The B+-Tree has two types of Nodes: LeafNodes and InnerNodes. The stubs for both are provided in the template, and you are expected to implement their methods as described below.

LeafNode: 1. insert(const KeyT &key, const ValueT &value)

Inserts or updates a key-value pair in sorted order.

  1. erase(const KeyT &key) Removes the given key (and its associated value) from the leaf. You do not need to handle rebalance or merge operations for this assignment.

InnerNode: 1. find_child_index(const KeyT &key)

Determines which child pointer should be followed for a given key using binary search.

  1. insert(const KeyT &key, uint64_t child_page_id) Inserts a key and child pointer into the inner node (typically after a lower-level split).

The BTree class has a private method splitNode.

splitNode(std::vector<std::shared_ptr<Node>> path, std::shared_ptr<Node> node): This helper function is responsible for splitting a full node (leaf or inner) and updating parent pointers accordingly.

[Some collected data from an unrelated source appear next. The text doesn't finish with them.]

PR #4464, opened 2022-04-07
pacman: Fix removing locally installed packages

C0rn3j:
##### SUMMARY
Without this, using `absent` state for a locally installed package (for example from AUR, or from a package that was dropped from repositories) would return that package is already removed, despite remaining installed

##### ISSUE TYPE
- Bugfix Pull Request

##### COMPONENT NAME
pacman

### DIFF
--- a/changelogs/fragments/4464-pacman-fix-local-remove.yaml
+++ b/changelogs/fragments/4464-pacman-fix-local-remove.yaml
@@ -1,0 +1,2 @@
+bugfixes:
+  - pacman - fixed bug where absent state did not work for locally installed packages (https://github.com/ansible-collections/community.general/pull/4464).
--- a/changelogs/fragments/4464-pacman-fix-local-remove.yaml
+++ b/changelogs/fragments/4464-pacman-fix-local-remove.yaml
@@ -1,2 +1,2 @@
 bugfixes:
-  - pacman - fixed bug where absent state did not work for locally installed packages (https://github.com/ansible-collections/community.general/pull/4464).
+  - pacman - fixed bug where ``absent`` state did not work for locally installed packages (https://github.com/ansible-collections/community.general/pull/4464).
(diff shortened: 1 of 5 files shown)


felixfontein (commented):
Thanks for your contribution! Looks reasonable to me. Could you please add a [changelog fragment](https://docs.ansible.com/ansible/devel/community/collection_development_process.html#creating-a-changelog-fragment)?

CC @jraby @aminvakil

C0rn3j:
Added

changelogs/fragments/4464-pacman-fix-local-remove.yaml
```diff
@@ -0,0 +1,2 @@
+bugfixes:
+  - pacman - fixed bug where absent state did not work for locally installed packages (https://github.com/ansible-collections/community.general/pull/4464).
```
felixfontein, line 2:
```suggestion
  - pacman - fixed bug where ``absent`` state did not work for locally installed packages (https://github.com/ansible-collections/community.general/pull/4464).
```

felixfontein (approved):

jraby:
LGTM thanks for fixing this!

I wonder if there would be a way to test this in the integration test?
something like installing a fake empty package and removing it maybe?

C0rn3j:
If someone wants to do an integration test, the following should suffice.

The only prerequisite is that the package name needs to not match an existing package in the repositories.

PKGBUILD
```bash
pkgname=('local-remove-test-123')
pkgver=1.0.0
pkgrel=1
pkgdesc="Test removing a local package not in the repositories"
arch=('any')
license=('MIT')
```

CLI
```console
foo@bar:~$ mkdir -p /tmp/local-remove-test-123
foo@bar:~$ cd /tmp/local-remove-test-123
# copy PKGBUILD into the folder
foo@bar:~$ makepkg -sri
```

Ansible
```yaml
- name: Remove unneeded packages
  community.general.pacman:
    state: absent
    name:
      - local-remove-test-123
```

felixfontein:
It was a bit more tricky to get `makepkg` to run (since it doesn't like being run as `root`), but I think I managed to add a test for this :)

felixfontein:
If everyone's happy, I'll merge in a few days.

felixfontein:
@C0rn3j thanks for fixing this!
@jraby thanks for reviewing!

PR #4469, opened 2022-04-08
Fix documentation for sudoers module

tiggi:
##### SUMMARY
The sudoers module has a documentation bug where the examples show ANY as what should be used to allow running of any command.
The correct is ALL.
Fix the example and add ALL into the docs for commands:

##### ISSUE TYPE
- Docs Pull Request

##### COMPONENT NAME
sudoers.py

##### ADDITIONAL INFORMATION
Took sudoer module into use, and noted that using ANY does not actually work. Checking the man page for sudoers, it should be ALL.

### DIFF
--- a/plugins/modules/system/sudoers.py
+++ b/plugins/modules/system/sudoers.py
@@ -23,6 +23,7 @@ options:
     description:
       - The commands allowed by the sudoers rule.
       - Multiple can be added by passing a list of commands.
+      - Use ALL for all commands
     type: list
     elements: str
   group:
@@ -80,7 +81,7 @@ EXAMPLES = '''
     state: present
     user: bob
     runas: alice
-    commands: ANY
+    commands: ALL
 
 - name: >-
     Allow the monitoring group to run sudo /usr/local/bin/gather-app-metrics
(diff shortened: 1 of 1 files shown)


plugins/modules/system/sudoers.py
```diff
@@ -23,6 +23,7 @@
     description:
       - The commands allowed by the sudoers rule.
       - Multiple can be added by passing a list of commands.
+      - Use ALL for all commands
```
felixfontein, line 26:
```suggestion
      - Use C(ALL) for all commands.
```

felixfontein (approved):
I think this change is correct. I could not find any indication that there exists some system which accepts `ANY`. @JonEllis if you know of one please correct us. It's probably still better to use `ALL` in the example since it is definitely more common.

tiggi:
I haven't found any sudoers that uses ANY for anything. It's all ALL.

JonEllis:
Thanks for taking the time to check and update the documentation.
I believe you are 100% correct, and that should be `ALL` rather than `ANY`.

Referring to [doubletwist13](https://github.com/doubletwist13) just in case it was intentionally used.

russoz (approved):
LGTM

felixfontein:
@tiggi thanks for fixing this!
@JonEllis @russoz thanks for reviewing!

PR #4471, opened 2022-04-09
seport: minor refactor

russoz:
##### SUMMARY
Minor refactor

##### ISSUE TYPE

- Feature Pull Request

##### COMPONENT NAME
plugins/modules/system/seport.py

### DIFF
--- a/plugins/modules/system/seport.py
+++ b/plugins/modules/system/seport.py
@@ -113,9 +113,9 @@ from ansible.module_utils.common.text.converters import to_native
 
 
 def get_runtime_status(ignore_selinux_state=False):
-    if ignore_selinux_state is False:
-        return selinux.is_selinux_enabled()
-    return True
+    if ignore_selinux_state is True:
+        return True
+    return selinux.is_selinux_enabled()
 
 
 def semanage_port_get_ports(seport, setype, proto):
--- a/plugins/modules/system/seport.py
+++ b/plugins/modules/system/seport.py
@@ -113,7 +113,9 @@ from ansible.module_utils.common.text.converters import to_native
 
 
 def get_runtime_status(ignore_selinux_state=False):
-    return True if ignore_selinux_state is True else selinux.is_selinux_enabled()
+    if ignore_selinux_state is False:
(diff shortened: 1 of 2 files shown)


plugins/modules/system/seport.py
```diff
@@ -113,7 +113,9 @@
 
 
 def get_runtime_status(ignore_selinux_state=False):
-    return True if ignore_selinux_state is True else selinux.is_selinux_enabled()
+    if ignore_selinux_state is False:
+        return selinux.is_selinux_enabled()
+    return True
```
felixfontein, line 118: I would do it the other way around:
```suggestion
    if ignore_selinux_state is True:
        return True
    return selinux.is_selinux_enabled()
```
Quick exit if `ignore_selinux_state` is `True`, and the 'proper' code as the main part of the function. (Not that the proper code here is much longer than the quick exit...)

felixfontein (commented):
Besides this, LGTM.

plugins/modules/system/seport.py
russoz: Kinda personal preference, I suppose. I am bothered by code like:
```python
if x is True:
    return True
```
In terms of compilation, both will likely produce the exact same low level code.

felixfontein: You can also change it to `if x: return True` :-) Or change the whole function body to `return ignore_selinux_state or selinux.is_selinux_enabled()` ;)

russoz: I like that.

plugins/modules/system/seport.py
```diff
@@ -113,7 +113,9 @@
 
 
 def get_runtime_status(ignore_selinux_state=False):
-    return True if ignore_selinux_state is True else selinux.is_selinux_enabled()
+    if ignore_selinux_state is True:
+        return True
+    return selinux.is_selinux_enabled()
```
russoz, line 118:
```suggestion
    return ignore_selinux_state or selinux.is_selinux_enabled()
```

felixfontein (approved):

felixfontein:

PR #4476, opened 2022-04-10
Command Runner

russoz:
##### SUMMARY
Command Runner is a wrapper around `AnsibleModule.run_command()`. It aims to provide a reusable runner with consistent argument formatting and sensible defaults.

This is largely based on the experience with ModuleHelper's `CmdMixin` but it's a more generic implementation and it can be used by MH and non-MH modules alike. In fact, the integration test uses a regular `AnsibleModule`-derived class.

##### ISSUE TYPE

- Feature Pull Request

##### COMPONENT NAME

##### ADDITIONAL INFORMATION

How to use it:

```python
from ansible_collections.community.general.plugins.module_utils.cmd_runner import CmdRunner

# module is a valid AnsibleModule instance
# arg_formats is a dict with formatting functions for the different arguments to be passed to the command
runner = CmdRunner(module, ['echo', '--'], arg_formats=arg_formats)

with runner.context(args_order=['a', 'b', ...]) as ctx:
    results = ctx.run(a=1, b=2)
```


felixfontein:
This definitely needs a changelog fragment :)

russoz:
I am not touching any existing code, so this is only a new module util. Still needs one? (a bit weird a new module does not require one but an util does).

felixfontein:
@russoz the difference is that for new modules (or other new plugins, except tests and filters), an automatic changelog entry is generated.

russoz:
got it! fragment going up

plugins/module_utils/cmd_runner.py
```diff
@@ -0,0 +1,290 @@
...
+        self.args_order = args_order
+        self.arg = arg
+        self.args_formats = args_formats
+
+    def __repr__(self):
+        return "<MissingArgumentFormat: {0} order: {1} formats: {2}>".format(
+            self.arg,
+            self.args_order,
+            self.args_formats,
+        )
```
felixfontein, line 37: Shouldn't this rather be:
```suggestion
        return "MissingArgumentFormat({0!r}, {1!r}, {2!r})".format(
            self.arg,
            self.args_order,
            self.args_formats,
        )
```
so you can actually evaluate the `__repr__` output to get the object back?

(Same for the other `__repr__`s below.)

plugins/module_utils/cmd_runner.py
```diff
@@ -0,0 +1,290 @@
...
+
+    def __str__(self):
+        return "Failed to format parameter {0} with value {1}: {2}".format(
+            self.name,
+            self.value,
+            self.exc,
+        )
+
+
+class _ArgFormat:
```
felixfontein, line 88: Shouldn't this be
```suggestion
class _ArgFormat(object):
```
for Python 2? (Same below.)

tests/unit/plugins/module_utils/test_cmd_runner.py
```diff
@@ -0,0 +1,303 @@
...
+def test_arg_format(func, fmt_opt, value, expected):
+    fmt_func = func(*fmt_opt)
+    actual = fmt_func(value, ctx_ignore_none=True)
+    print("formatted string = {0}".format(actual))
+    assert actual == expected, "actual = {0}".format(actual)
+
+
+TC_RUNNER = dict(
+    # aa_bb=(
+    #     # input
```
felixfontein, line 66: Why are these commented out?

russoz: To serve as an example/sample with all the possible elements of the test case.

plugins/module_utils/cmd_runner.py
russoz: I keep forgetting to drag that Python 2 compatibility around.

plugins/module_utils/cmd_runner.py
russoz: That's making little sense to me. If we have an `except MissingArgumentFormat e:`, why would we want:

```python
    r = repr(e)
    obj = eval(r)
```

So that `obj` and `e` are the same thing? And particularly in the case of an exception, which is 99.99% of the times meant to be a very short-lived object, I see very little to gain from that.

russoz: Ok, I did my reading, I see the recommendation for it, and will be changing. For the record, I still think the usefulness of that is debatable, but not going to pursue that argument.

felixfontein: I also think it's not very useful, but if you choose to implement `__repr__` separately from `__str__`, you should probably do it correctly.

tests/unit/plugins/module_utils/test_cmd_runner.py
felixfontein: Why not remove the comments so that it is actually running, to make sure it really works and isn't accidentally broken?

russoz: That blob is not actually runnable, it has not been tested as such. The "runnable" versions are below ir.

tests/unit/plugins/module_utils/test_cmd_runner.py
```diff
@@ -0,0 +1,306 @@
...
+                         ids=TC_FORMATS_IDS)
+def test_arg_format(func, fmt_opt, value, expected):
+    fmt_func = func(*fmt_opt)
+    actual = fmt_func(value, ctx_ignore_none=True)
+    print("formatted string = {0}".format(actual))
+    assert actual == expected, "actual = {0}".format(actual)
+
+
+TC_RUNNER = dict(
+    # SAMPLE
```
felixfontein, line 65: How about:
```suggestion
    # SAMPLE: This shows all possible elements of a test case. It does not actually run.
```

russoz: Done

felixfontein (approved):

felixfontein:

PR #4486, opened 2022-04-10
nmap.py: add option sudo to let sudoers to fully use nmap plugin and …

ottobits:
…modify nmap flags just to scan port 22, if port option is false

##### SUMMARY
If you use nmap plugin with an unprivileged user, its results are incomplete or confusing.
To avoid that, you have to launch a sudo ansible-playbook, so I have added a boolean sudo option that if set to Yes, it executes a "sudo nmap". 
Besides, I changed nmap flags just to scan for open ssh port, as inventory is mainly intended to list connectables target machines.

##### ISSUE TYPE
- Feature Pull Request

##### COMPONENT NAME
nmap.py

### DIFF
--- a/plugins/inventory/nmap.py
+++ b/plugins/inventory/nmap.py
@@ -21,6 +21,10 @@ DOCUMENTATION = '''
             description: token that ensures this is a source file for the 'nmap' plugin.
             required: True
             choices: ['nmap', 'community.general.nmap']
+        sudo:
+            description: execute nmap with sudo
+            type: boolean
+            default: False
         address:
             description: Network IP or range of IPs to scan, you can use a simple range (10.2.2.15-25) or CIDR notation.
             required: True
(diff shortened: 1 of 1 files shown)


russoz:
hi @ottobits , thanks for your interest and contribution! However, I reckon this reinvents something that already exists in Ansible: `become`.

If you write your task as:
```yaml
---
- hosts: serverX
- tasks:
  - name: Perform nmap as root
    become: true
    nmap:
      option1: ...
      option2: ...
```
It will already be executed as `sudo nmap`, or not necessarily `sudo` but there are many `become` plugins relying on other privilege-escalation tools.

russoz (changes requested):
Marking request changes to prevent this PR from being accidentally merged.

felixfontein:
@russoz `become` is for modules, but this PR is about an inventory plugin. There `become` does not work, you would have to `sudo` your whole `ansible-playbook` run (which isn't a good idea).

What I'm wondering though if it would be possible to use `become` plugins here, so that other `become` methods could also work.

plugins/inventory/nmap.py
```diff
@@ -135,8 +139,15 @@ def parse(self, inventory, loader, path, cache=True):
...
             # setup command
             cmd = [self._nmap]
+
+            if self._options['sudo']:
+                cmd.insert(0, 'sudo')
+
             if not self._options['ports']:
-                cmd.append('-sP')
+                cmd.append('-sV')
+                cmd.append('-p 22')
```
felixfontein, line 148: I'm pretty sure that this will **not** work. I think you need
```suggestion
                cmd.extend(['-p', '22'])
```
In any case, this is a **breaking change** and won't get merged anyway. Add more options instead to control this behavior.

(Also, this should really **not** be part of this PR, but a separate PR. Mixing completely different things in one PR will mainly make sure that it takes a lot longer to get these things into a release.)

ottobits: Thanks for reviewing, and you are right I should do 2 PR one for sudo and one for ssh port scanning behaviour

PR #4740, opened 2022-05-27
Add puppet confdir option

Ge0rgi0s:
##### SUMMARY

Add the confdir option to the puppet plugin to configure a custom confdir location.
See [puppet documentation](https://puppet.com/docs/puppet/7/dirs_confdir.html#confdir-location)

##### ISSUE TYPE

- Feature Pull Request

##### COMPONENT NAME

system puppet

### DIFF
--- a/plugins/modules/system/puppet.py
+++ b/plugins/modules/system/puppet.py
@@ -51,6 +51,10 @@ options:
     description:
       - Puppet environment to be used.
     type: str
+  confdir:
+    description:
+      - Path to the directory containing the puppet.conf file.
+    type: str
   logdest:
     description:
     - Where the puppet logs should go, if puppet apply is being used.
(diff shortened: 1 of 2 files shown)


plugins/modules/system/puppet.py
```diff
@@ -51,6 +51,10 @@
     description:
       - Puppet environment to be used.
     type: str
+  confdir:
+    description:
+      - Path to the directory containing the puppet.conf file.
+    type: str
```
felixfontein, line 57:
```suggestion
    type: str
    version_added: 5.1.0
```

plugins/modules/system/puppet.py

It should create a new node, redistribute keys (and values or child pointers), and propagate the key upward. By utilizing the provided path vector of ancestor nodes, you should handle parent updates and any necessary cascading splits internally within this method.

Structure#

  • Node: Base structure with common properties like ID and parent references (fully provided).

  • InnerNode: Manages keys and child node pointers, handling node traversal and splits. The memory layout is strictly defined.

  • LeafNode: Stores actual key-value pairs and handles direct data operations. The memory layout is strictly defined.

Key Methods#

  • lookup(KeyT): Retrieves a value by its key.

  • insert(KeyT, ValueT): Inserts a key-value pair.

  • erase(KeyT): Deletes a key.

  • rangeQuery(KeyT, KeyT): Retrieves all key-value pairs within a specified range (inclusive of low and high).

Building the Code#

The project uses CMake for building. You can build the codebase using standard CMake commands:

mkdir build && cd build
cmake ..
make

Make sure that your project compiles without any warnings, as we treat warnings as errors.

Testing and Validation#

Test your implementation using the provided test suite. The unit tests have been separated from the main source code into dedicated external test files (e.g., test/test.cpp). These tests instantiate your B+-Tree as BTree<uint64_t, uint64_t, std::less<uint64_t>, 1024> to ensure functionality across different scenarios.

FAQs#

  1. Can you clarify the terminologies used in this assignment?

    • Key: Key of an element you want to insert/lookup/erase from the dictionary.

    • Value: Corresponding value associated with the key.

    • Page ID: Same as what we had in Assignment 2. This can be thought of as an identifier for a page and helps to determine the offset for a page on the db file.

    • Node ID: This is the same as Page ID because each node is stored in a separate page.

  2. What are differences between the split methods for inner node and leaf node?

    • Both the inner and leaf nodes’ split methods should create one new node. The node undergoing the split will reduce in size and transfer some keys and child pointers/values to the newly created node.

    • Assigning the parent pointer and updating the parent’s child pointers should be handled entirely internally within splitNode, utilizing the path vector to trace ancestry and cascade splits if necessary.

  3. Will the node’s keys array have duplicate values?

    • Repeated inserts with the same key should be treated as “updates”. For example, if a (K1, V1) already exists in the tree and we call insert(K1, V2), then lookup(K1) should return V2.

  4. How to fix a page?

    • BufferManager provides a method to access individual nodes via page ID. In our setup, each node is stored on a distinct page, effectively creating a one-to-one mapping between nodes and pages. To access a node within the tree, you must request the BufferManager to fix the page using the page ID associated with that node.

  5. Is it mandatory to use binary search?

    • Yes, it is mandatory to use binary search.

    • You can also use std::lower_bound/std::upper_bound from the C++ STL.